Horton separates authority delegation from responsibility delegation. Existing capability systems support delegating authority (Alice gives Bob the car key). Existing identity systems support assigning responsibility (the DMV records who owns the car). Horton combines both: the car key transfers with accountability metadata so Bob becomes responsible for how he uses the authority Alice delegated. The protocol is interposed between existing capability objects without modifying either the objects or the underlying capability foundations.
Federated systems need proactive safety more than centralized ones.
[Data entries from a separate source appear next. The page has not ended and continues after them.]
PR #315, opened 2026-08-20
Update peak_shaving_limit_sync_blueprint.yaml

Wimpie-ccc:
Updated blueprint with an offset and a minimum peak value.

The offset will prevent upside creep of the monthly peak value.

The minimum peak value is useful at the start of the month. And could allow the user to draw more power because the grid provider always bills minimum this value (as in Flanders: always minimum 2500).

### DIFF
--- a/blueprints/peak_shaving_limit_sync_blueprint.yaml
+++ b/blueprints/peak_shaving_limit_sync_blueprint.yaml
@@ -1,9 +1,9 @@
 blueprint:
-  name: "Omnibattery - Peak Shaving Limit Sync"
+  name: "Omnibattery - Peak Shaving Limit Sync (with Offset)"
   description: >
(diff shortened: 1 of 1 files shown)


ffunes:
Thanks for the update. The offset and minimum peak options look useful, but I found one issue before merging:

When the monthly peak sensor is `unknown`, `unavailable`, or uses an unsupported unit, the automation falls back to the minimum value and writes it to the limit. With the defaults, this can set the limit to `2300 W` during a temporary sensor failure.

Could you keep the automation from updating unless the sensor state is numeric and its unit is either `kW` or `W`? It would also be good to add tests for invalid sensor states and values below the entity's valid range (`500–20000 W`).

Once that is fixed, the PR should be ready to merge.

A centralized platform can impose reactive measures (banning, content removal) globally. A federated system cannot – there is no single operator. This makes structural prevention of unauthorized actions (the capability model’s strength) the primary defense mechanism for federated architectures. Miller argues this is why ActivityPub and similar protocols should adopt capability patterns rather than relying on instance-level blocking.
The cold-start problem remains unsolved. Pure capability systems cannot welcome strangers. “Only connectivity begets connectivity” means outsiders have no path into an existing trust network. Publicly open inboxes reintroduce spam. Cost mechanisms (CAPTCHAs, proof-of-work) are partial mitigations. Miller does not claim to solve this; he identifies the boundary of what capabilities can achieve and what requires additional mechanisms.
The Granovetter diagram bridges social and computational analysis. Miller adapts Mark Granovetter’s sociological tool for analyzing how interpersonal introductions change network topology to the analysis of capability reference graphs. The same notation describes both human social networks and computational authority relationships, supporting cross-domain reasoning about trust and authority.
“So today, let’s talk about architectures for creating decentralized social networks that are both robust against attacks and open to strangers.”
“Object capabilities have the slogan: only connectivity begets connectivity. If you have two isolated subgraphs, they remain forever isolated because no one can introduce them.”
“What we need to do is separate the granularity at which we grant permission – which wants to be as fine-grained as possible – from the granularity at which we assign responsibility for bad actions.”
“The key thing about identity-based access control is all access decisions are rooted in the question, ‘Who are you?’ […] The strength of this paradigm is its support for reactive damage control, but the problems make it very poor at proactively building safe arrangements.”
“A smart contracting fabric can enable those benefits at tiny costs, at incredibly tiny costs – by eight orders of magnitude.”
This talk is Miller’s only recorded presentation of the Horton protocol applied to federated social networks. It influenced the Spritely project’s adoption of object capabilities for the fediverse, with the Spritely Goblins framework implementing Horton-style accountability layers. The intermediation taxonomy provided a design framework for comparing trust architectures in decentralized systems. Within the garden’s Agentic Architecture domain, the talk extends the foundational capability work of Miller (2006) and Miller, Tulloh, and Shapiro (2005) into the domain of social trust and multi-party accountability – directly relevant to how human-agent delegation should handle accountability for autonomous actions.
The talk covers decades of capability research in 77 minutes, necessarily compressing some arguments. The cold-start problem is identified but not resolved. The practical challenge of retrofitting capability patterns onto ActivityPub’s existing HTTP-based server federation model is not addressed.